Гриша отставил кружку. Он не поверил ни одному слову о дочке профессора. Все это сплетни. Нет, из его затей — свести Оруджиани с Барятиным — толку не выйдет.

Он задумался. Разглагольствования Барятина мешали сосредоточиться на какой-то пока еще очень неясной догадке. Она и раньше его тревожила — уже дня три, — но так и оставалась смутной и от этого еще более тягостной. Он чувствовал, что чем-то уронил себя в глазах Оруджиани. Чем именно?

— Юрий Михайлович окрестил свой семинар «содружеством»… себе на горе! Что ж, назвался груздем, полезай в кузов. Приходится профессору выслушивать все продерзости члена содружества — Оруджиани, — говорил Барятин.

Гриша продолжал думать о своем. Озерки… Почему с такой пытливостью смотрел грузин, когда произнес это слово?

Грише вдруг стало жарко. Как он мог забыть? Об этой дачной местности писали — с год тому назад — во всех газетах: в Озерках была захвачена полицией подпольная конференция большевиков. Была разгромлена, отдана под суд «думская пятерка», — пятеро мужественных, подлинно народных представителей в Государственной думе!

— Ну, а уж каким способом этот грузин портит жизнь дочке профессора, я говорить не стану. Тут начинается сомнительная область сплетен, в ней с особым усердием поработали беспощадные в таких случаях дамские язычки…

— Да, да, — рассеянно проговорил Шумов, одним ухом прислушиваясь к словам Барятина. — Да, конечно, все это сплетни.

Одна из черносотенных газет писала «…церемониться нечего: виселица — единственное средство внести в страну успокоение».

Гриша помнил и фамилии арестованных рабочих депутатов: Бадаев, Петровский, Самойлов… Был вместе с ними арестован и представитель латышей… Все это не забылось, а просто не пришло на ум во время памятного разговора с Оруджиани.

— То есть как — это все сплетни? — во второй раз переспрашивал Барятин. — Как это так? Я сам присутствовал при неприятнейшем столкновении грузина с профессором. Юрий Михайлович на моих глазах стал изжелта-серым. Но сдержался, он умеет владеть собой. Так что нельзя сказать: «все сплетни»!

Значит, грузин хотел испытать его, Гришу: что он знает о большевиках? Но зачем было испытывать намеками?

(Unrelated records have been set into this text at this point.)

PR #10451, opened 2019-05-22
Fix RendererSyncContext.Post()

### LINKED ISSUE #9683: Blazor signalr connection breaks after syncing large dom / dom element
### Describe the bug
On login in our application we load a logo which is displayed. Normally this is quite small but since it is user specific it sometimes can be large. With preview 4 the server connection is broken when this is too large. The client then "freezes" - i.e. does not respond to clicks. The clicks do generate websocket messages but no responses. After a timeout the auto reconnect establishes a new connection and everything is then ok (until the next large dom sync).
 
This worked fine in preview 3.
### To Reproduce
I tried to reproduce with a small update to the template project but could not. Let me know if I should try again. It is 100% reproducible in our application.

I've artificially generated various size images and it seems to break when the image is between 25440 and 25450 bytes. Tracing in chrome the websocket message for this dom sync is between 43772 and 43784 bytes (working / non-working).

Please let me know if there is anything I can do to get more diagnostics on this for the case where it fails.

rynowak:
Fixes: #9683 - SignalR connection breaks on large DOM

The root cause here is a misbehaving sync context. It's not legal for a
Post() implementation to run a callback synchronously. We want that
behavior for most of the functionality Blazor calls directly, but Post()
should always go async or else various threading primitives are broken.

-------------

/cc @stephentoub @BrennanConroy @halter73 

-----

This won't pass the CI yet because we have a number (8 or so) of Blazor **tests** that were based on this flawed behavior. All of these tests follow the pattern of:

```
var tcs = new TaskCompletionSource<object>();

// Do a bunch of stuff

tcs.SetResult(null);

// Verify a bunch of stuff
```

The flaw is that we're not awaiting anything after setting the result - and baking in the assumption that the continuations of the non-completed task will run synchronously. This relies on the bug we're fixing, and so these tests need to be improved to await for something.

I'm not aware of another underlying product bug in this area yet, and my attempts to investigate these tests have been stymied by debugger issues.

### DIFF
--- a/src/Components/Components/src/Rendering/RendererSynchronizationContext.cs
+++ b/src/Components/Components/src/Rendering/RendererSynchronizationContext.cs
@@ -40,7 +40,7 @@ namespace Microsoft.AspNetCore.Components.Rendering
         public Task Invoke(Action action)
         {
             var completion = new TaskCompletionSource<object>();
-            Post(_ =>
+            ExecuteSynchronouslyIfPossible(_ =>
             {
                 try
                 {
@@ -63,7 +63,7 @@ namespace Microsoft.AspNetCore.Components.Rendering
         public Task InvokeAsync(Func<Task> asyncAction)
         {
             var completion = new TaskCompletionSource<object>();
-            Post(async (_) =>
+            ExecuteSynchronouslyIfPossible(async (_) =>
             {
                 try
                 {
@@ -86,7 +86,7 @@ namespace Microsoft.AspNetCore.Components.Rendering
         public Task<TResult> Invoke<TResult>(Func<TResult> function)
         {
             var completion = new TaskCompletionSource<TResult>();
-            Post(_ =>
+            ExecuteSynchronouslyIfPossible(_ =>
             {
                 try
                 {
@@ -109,7 +109,7 @@ namespace Microsoft.AspNetCore.Components.Rendering
         public Task<TResult> InvokeAsync<TResult>(Func<Task<TResult>> asyncFunction)
         {
             var completion = new TaskCompletionSource<TResult>();
-            Post(async (_) =>
+            ExecuteSynchronouslyIfPossible(async (_) =>
             {
                 try
                 {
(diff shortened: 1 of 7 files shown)


javiercn (approved):

src/Components/Components/src/Rendering/RendererSynchronizationContext.cs
```diff
@@ -63,7 +63,7 @@ public Task Invoke(Action action)
         public Task InvokeAsync(Func<Task> asyncAction)
         {
             var completion = new TaskCompletionSource<object>();
-            Post(async (_) =>
+            ExecuteSynchronouslyIfPossible(async (_) =>
```
stephentoub: Unrelated to this change, but how important is perf on these code paths?  Right now this is allocating a delegate and a closure on every call, in order to capture both asyncAction and completion.  You could avoid both of those by creating your own TCS-derived type, e.g.
```C#
internal sealed class StatefulTaskCompletionSource<TState, TResult> : TaskCompletionSource<TResult>
{
    public TState State;
}
```
and then passing that object into the callback via its `object state`, e.g.
```C#
var completion = new StatefulTaskCompletionSource<Func<Task>, object>() { State = asyncAction };
ExecuteSynchronouslyIfPossible(async state =>
{
    var local = (StatefulTaskCompletionSource<Func<Task>, object>)state;
    try
    {
        await local.State();
        local.SetResult(null);
    }
    catch (OperationCanceledException)
    {
        local.SetCanceled();
    }
    catch (Exception exception)
    {
        local.SetException(exception);
    }
}, completion);
return completion.Task;
```

rynowak: We'd love to improve the perf of this. I'll give your idea a try.

SteveSandersonMS:
@rynowak I expect this is all good, but to what extent could you describe the effects of this change in terms of user-visible effects? In what cases might (say) a UI update be completed synchronously before but it becomes async now? Is it possible for this to change anything about (say) the order in which components are rendered, either on the server or on WebAssembly?

rynowak:
> I expect this is all good, but to what extent could you describe the effects of this change in terms of user-visible effects? In what cases might (say) a UI update be completed synchronously before but it becomes async now? 

I'm not aware of any product behavior changes as a result of this. We use `IDispatcher.Invoke` which hasn't had its behavior change. 

Where users could have had an issue would be in their own code - if they are using task completion source and scheduling their own continuations on in. This would have behaved correctly in client-side and buggily in server-side.

SteveSandersonMS (approved):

Почему не спросить начистоту? «Почему, почему»… Нет, видно, только у Григория Шумова, деревенщины, душа нараспашку. «Знает, что утаить следует», — сказал Барятин про Оруджиани. Не утаил он, а не поверил Григорию Шумову.

— Давай еще по одной! — предлагал не в первый раз Барятин и, наконец вглядевшись в лицо Шумова, рассердился: — Тебе неинтересно?

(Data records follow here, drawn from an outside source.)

PR #10453, opened 2019-05-22
React to Authorization refactor

Tratcher:
Fixes the build after overlapping PR merges.
https://github.com/aspnet/AspNetCore-Internal/issues/2554

Please merge if you don't see me, I've got an appointment.


HaoK (approved):

natemcmaster:
I see the macOS step already passed. That's good enough confirmation of this change for me. Master is already completely busted with compiler errors, so merging now without waiting the full hour for test validation.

— Пойдем-ка. Хватит всего этого, — сказал Гриша и поднялся.

— Слаб ты, я вижу, на выпивку!

Шумов пошел к дверям, потом, вспомнив, что надо расплатиться, вернулся.

Барятин с любопытством разглядывал его ноги. Потом с той же заинтересованностью начал смотреть, как Гриша отсчитывает деньги.

— В чем дело? — заметил наконец его взгляд Шумов.

— Смотрю, шатаешься ты или нет. Выпили мы порядком.

— Я и не почувствовал… Вот только холодно стало от пива.

Они вышли на улицу.

— Как-то раз привел я сюда Веремьева, — сказал Барятин. — Есть такой Илья Муромец на юридическом факультете. Да ты, наверное, знаешь его. Мы с ним осушили за один присест кружек по шести. Выходим из таверны — он шатается. Вот что значит сила внушаемости. Дурень поверил, что это настоящее пиво.

— А разве нет?

— Это солодовка, прекрасный напиток, но без грана алкоголя.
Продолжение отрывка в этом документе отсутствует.